Abstract
Objectives
This study, detection of beta globin gene mutations in thalassemia major patients who migrated from Syria to Kahramanmaraş region were planned.
Materials and methods
The study included 35 Syrian national beta thalassemia major patients. Beta globin gene mutations were detected by ARMS (Amplification Refractory Mutation System) method, RFLP (Restriction Fragment Length Polymorphism) method and DNA sequence analysis. Codon 15, codon 9/10, codon 5 and codon 8 mutations, which we could not detect with other methods in our study, were detected by sequence analysis.
Results
In beta thalassemia major patients, 16 types of mutations were detected, the most common being IVS-I-110 (n=8). Other mutations are according to frequency order IVS-II-745 (n=3), codon 44 (n=3), codon 15 (n=3), IVS-I-110/IVS-I-1 (n=3), codon 5 (n=2), IVS-I-1 (n=2), codon 8/IVS-II-1 (n=2), codon 44/codon 15 (n=2), IVS-II-1 (n=1), codon 39 (n=1), IVS-I-6/codon 5 (n=1), codon 9/10 (n=1), IVS-I-110/codon 39 (n=1), IVS-I-5/IVS-II-1 (n=1), codon 39/IVS-II-745 (n=1).
Conclusions
According to the results of our study beta-thalassemia mutations in Syrian immigrant groups show heterogeneity and mutation types of mutation map is similar to Turkey.
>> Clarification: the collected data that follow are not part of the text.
PR #2232, opened 2024-09-09
fix: submission limit

rebelchris:
Revert submission limit back to 3, but allow infinite submissions for team members.

### DIFF
--- a/src/schema/submissions.ts
+++ b/src/schema/submissions.ts
@@ -134,32 +134,30 @@ export const resolvers: IResolvers<unknown, BaseContext> = traceResolvers<
       ctx: AuthContext,
       info,
     ): Promise<GQLSubmitArticleResponse> => {
-      const user = await ctx
-        .getRepository(User)
-        .findOneByOrFail({ id: ctx.userId });
-
-      const isTeamMember = await ctx.con
-        .getRepository(Feature)
-        .findOneBy({ feature: FeatureType.Team, userId: ctx.userId });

The conclusion is to prevent families to have a second patient child by genetic counseling.
Öz
Amaç
Bu çalışmada Kahramanmaraş ve yöresinde Suriye’den göç eden beta talasemi majörlü hastaların beta globin gen mutasyonlarının tespit edilmesi planlanmıştır.
Gereç ve Yöntem
Çalışmaya 35 Suriye uyruklu beta talasemi majorlu hasta dahil edildi. Hastalardan tam kandan hemogram ve mutasyon çalışması için EDTA’lı tüplere kan alındı. Alınan kan örneklerinden ARMS (Amplification Refractory Mutation System) yöntemi, RFLP (Restriction Fragment Length Polimorfizm) yöntemi ve DNA dizi analizi ile beta globin gen mutasyonları saptandı. Çalışmamızda diğer yöntemlerle saptayamadığımız Kodon 15, Kodon 9/10, Kodon 5 ve Kodon 8 mutasyonları sekans yöntemi ile saptandı.
Bulgular
Çalışmaya dahil edilen 35 hastanın 19’u (%54,3) erkek, 16’sı (%45,7) kız idi. Tüm hastaların yaşları ortalaması 9,48±4,51 yıl (2 yaş-17 yaş) idi. Beta talasemi majörlü hastalarda en yaygın IVS-I-110 (n=8) olmak üzere 16 çeşit mutasyon tespit edilmiştir. Diğer mutasyonlar sıklık sırasına göre şöyledir; IVS-II-745 (n=3), kodon 44 (n=3), kodon 15 (n=3), IVS-I-110/IVS-I-1 (n=3), kodon 5 (n=2), IVS-I-1 (n=2), kodon 8/IVS-II-1 (n=2), kodon 44/kodon 15 (n=2), IVS-II-1 (n=1), kodon 39 (n=1), IVS-I-6/kodon 5 (n=1), kodon 9/10 (n=1), IVS-I-110/kodon 39 (n=1), IVS-I-5/IVS-II-1 (n=1), kodon 39/IVS-II-745 (n=1).
Sonuç
Çalışmamızın sonuçlarına göre Suriye uyruklu göçmenlerde beta talasemi mutasyonları heterojenite göstermekte ve mutasyon çeşitleri Türkiye mutasyon haritasına benzemektedir. Sonuçlar ile amaçlanan, ailelere genetik danışmanlık verilerek ikinci bir hasta çocuk sahibi olmalarının önüne geçilmesidir.
Introduction
The thalassemias are a group of anemias that result from inherited defects in the production of hemoglobin [1]. Thalassemia are classified according to the affected globin chain or chains. Major subtypes are alpha (α) and beta (β) thalassemias [2], [3].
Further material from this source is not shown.